** PROBLEM **
Go through the records below line by line and report how many lines include "have", giving the number only.

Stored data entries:
——————

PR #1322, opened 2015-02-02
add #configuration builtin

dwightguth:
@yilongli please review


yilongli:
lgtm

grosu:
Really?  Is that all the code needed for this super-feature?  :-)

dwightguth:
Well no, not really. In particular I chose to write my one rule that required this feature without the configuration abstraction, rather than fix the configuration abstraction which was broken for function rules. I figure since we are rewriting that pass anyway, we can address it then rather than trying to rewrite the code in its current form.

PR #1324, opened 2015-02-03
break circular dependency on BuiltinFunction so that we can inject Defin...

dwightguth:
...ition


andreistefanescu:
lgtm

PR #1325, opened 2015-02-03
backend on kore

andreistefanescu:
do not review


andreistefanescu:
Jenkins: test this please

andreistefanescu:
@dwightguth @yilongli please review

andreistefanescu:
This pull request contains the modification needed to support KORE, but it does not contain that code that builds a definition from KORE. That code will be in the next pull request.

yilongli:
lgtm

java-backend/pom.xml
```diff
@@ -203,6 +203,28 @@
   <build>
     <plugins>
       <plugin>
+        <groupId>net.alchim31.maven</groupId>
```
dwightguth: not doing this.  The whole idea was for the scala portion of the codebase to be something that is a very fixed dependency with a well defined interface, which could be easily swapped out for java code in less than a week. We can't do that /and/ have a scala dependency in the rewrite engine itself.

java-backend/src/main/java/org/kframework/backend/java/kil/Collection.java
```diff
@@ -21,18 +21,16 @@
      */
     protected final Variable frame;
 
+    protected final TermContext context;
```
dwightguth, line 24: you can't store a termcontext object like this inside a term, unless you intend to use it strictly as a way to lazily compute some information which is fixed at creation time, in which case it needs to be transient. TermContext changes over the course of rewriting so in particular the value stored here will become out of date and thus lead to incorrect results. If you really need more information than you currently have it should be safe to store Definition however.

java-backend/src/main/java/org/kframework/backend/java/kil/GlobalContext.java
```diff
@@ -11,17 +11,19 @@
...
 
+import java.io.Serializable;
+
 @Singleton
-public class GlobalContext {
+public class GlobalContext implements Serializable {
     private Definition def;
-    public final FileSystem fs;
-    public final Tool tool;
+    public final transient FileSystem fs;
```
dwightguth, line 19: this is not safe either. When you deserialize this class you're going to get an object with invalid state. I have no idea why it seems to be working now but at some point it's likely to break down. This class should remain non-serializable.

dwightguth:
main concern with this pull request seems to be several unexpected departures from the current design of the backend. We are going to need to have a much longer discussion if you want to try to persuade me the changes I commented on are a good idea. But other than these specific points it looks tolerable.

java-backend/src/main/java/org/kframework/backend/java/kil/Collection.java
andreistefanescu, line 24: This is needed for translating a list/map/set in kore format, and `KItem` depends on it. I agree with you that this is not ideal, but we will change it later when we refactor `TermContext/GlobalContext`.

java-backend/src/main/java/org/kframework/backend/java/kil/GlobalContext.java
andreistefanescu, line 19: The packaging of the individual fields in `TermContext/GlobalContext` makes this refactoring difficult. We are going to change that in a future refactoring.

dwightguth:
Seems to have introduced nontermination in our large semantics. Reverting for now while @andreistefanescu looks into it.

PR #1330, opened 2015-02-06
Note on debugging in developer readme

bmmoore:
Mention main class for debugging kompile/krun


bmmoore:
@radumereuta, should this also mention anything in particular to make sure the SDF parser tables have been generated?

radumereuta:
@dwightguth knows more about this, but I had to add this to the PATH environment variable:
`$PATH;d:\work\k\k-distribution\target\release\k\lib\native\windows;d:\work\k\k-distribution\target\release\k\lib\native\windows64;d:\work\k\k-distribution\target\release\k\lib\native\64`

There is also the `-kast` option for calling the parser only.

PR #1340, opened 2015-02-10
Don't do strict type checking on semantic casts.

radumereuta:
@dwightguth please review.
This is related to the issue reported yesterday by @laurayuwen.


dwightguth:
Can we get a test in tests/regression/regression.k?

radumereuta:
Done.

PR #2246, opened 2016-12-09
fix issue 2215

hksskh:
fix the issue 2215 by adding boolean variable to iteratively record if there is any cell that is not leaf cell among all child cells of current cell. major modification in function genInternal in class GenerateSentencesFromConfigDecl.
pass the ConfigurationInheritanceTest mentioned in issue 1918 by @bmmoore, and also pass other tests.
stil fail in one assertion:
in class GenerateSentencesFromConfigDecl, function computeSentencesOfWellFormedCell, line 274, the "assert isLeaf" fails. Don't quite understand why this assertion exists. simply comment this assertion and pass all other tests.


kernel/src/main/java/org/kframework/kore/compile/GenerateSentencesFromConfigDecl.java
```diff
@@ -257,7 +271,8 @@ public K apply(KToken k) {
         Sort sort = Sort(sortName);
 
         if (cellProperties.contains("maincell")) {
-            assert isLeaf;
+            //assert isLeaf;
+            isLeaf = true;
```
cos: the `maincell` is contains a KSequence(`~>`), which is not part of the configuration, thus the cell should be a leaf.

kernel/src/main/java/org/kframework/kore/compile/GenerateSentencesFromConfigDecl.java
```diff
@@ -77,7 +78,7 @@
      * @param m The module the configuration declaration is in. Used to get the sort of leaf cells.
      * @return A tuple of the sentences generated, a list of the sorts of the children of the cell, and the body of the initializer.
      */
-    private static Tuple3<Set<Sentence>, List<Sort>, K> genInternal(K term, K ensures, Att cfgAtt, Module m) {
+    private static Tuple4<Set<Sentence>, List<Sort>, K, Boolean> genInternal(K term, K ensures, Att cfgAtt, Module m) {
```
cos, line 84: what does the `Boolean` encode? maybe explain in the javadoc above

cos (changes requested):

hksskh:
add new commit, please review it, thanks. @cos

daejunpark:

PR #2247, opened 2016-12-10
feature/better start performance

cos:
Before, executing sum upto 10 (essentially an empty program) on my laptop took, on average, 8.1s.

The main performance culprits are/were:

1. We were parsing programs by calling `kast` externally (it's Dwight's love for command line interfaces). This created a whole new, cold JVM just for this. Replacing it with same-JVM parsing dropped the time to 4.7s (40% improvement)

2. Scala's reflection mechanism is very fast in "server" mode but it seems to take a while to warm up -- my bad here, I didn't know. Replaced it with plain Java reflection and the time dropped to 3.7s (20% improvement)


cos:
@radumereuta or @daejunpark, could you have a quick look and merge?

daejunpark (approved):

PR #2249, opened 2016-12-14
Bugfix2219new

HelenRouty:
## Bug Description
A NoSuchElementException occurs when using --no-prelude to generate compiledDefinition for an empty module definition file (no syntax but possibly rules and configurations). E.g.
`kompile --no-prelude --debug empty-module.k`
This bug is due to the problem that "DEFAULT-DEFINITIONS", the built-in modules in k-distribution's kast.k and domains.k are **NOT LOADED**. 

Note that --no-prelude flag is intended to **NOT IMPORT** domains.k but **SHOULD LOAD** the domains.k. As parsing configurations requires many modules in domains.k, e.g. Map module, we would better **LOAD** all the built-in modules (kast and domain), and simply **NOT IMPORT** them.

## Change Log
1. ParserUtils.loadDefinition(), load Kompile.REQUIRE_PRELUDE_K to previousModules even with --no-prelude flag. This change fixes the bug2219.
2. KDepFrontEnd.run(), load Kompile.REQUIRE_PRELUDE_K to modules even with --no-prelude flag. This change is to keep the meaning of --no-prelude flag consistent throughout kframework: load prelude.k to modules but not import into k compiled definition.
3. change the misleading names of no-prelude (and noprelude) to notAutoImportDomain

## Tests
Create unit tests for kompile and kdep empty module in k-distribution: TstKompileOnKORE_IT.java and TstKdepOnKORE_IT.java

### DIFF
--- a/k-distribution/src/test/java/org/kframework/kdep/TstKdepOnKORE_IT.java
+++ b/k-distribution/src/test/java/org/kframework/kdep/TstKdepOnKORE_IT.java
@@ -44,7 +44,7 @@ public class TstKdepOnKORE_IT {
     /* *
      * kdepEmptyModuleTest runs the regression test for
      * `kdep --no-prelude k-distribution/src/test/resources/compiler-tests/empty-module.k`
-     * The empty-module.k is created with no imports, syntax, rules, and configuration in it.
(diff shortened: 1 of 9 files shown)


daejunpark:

——————

** RESULT FOR THIS EXERCISE **
7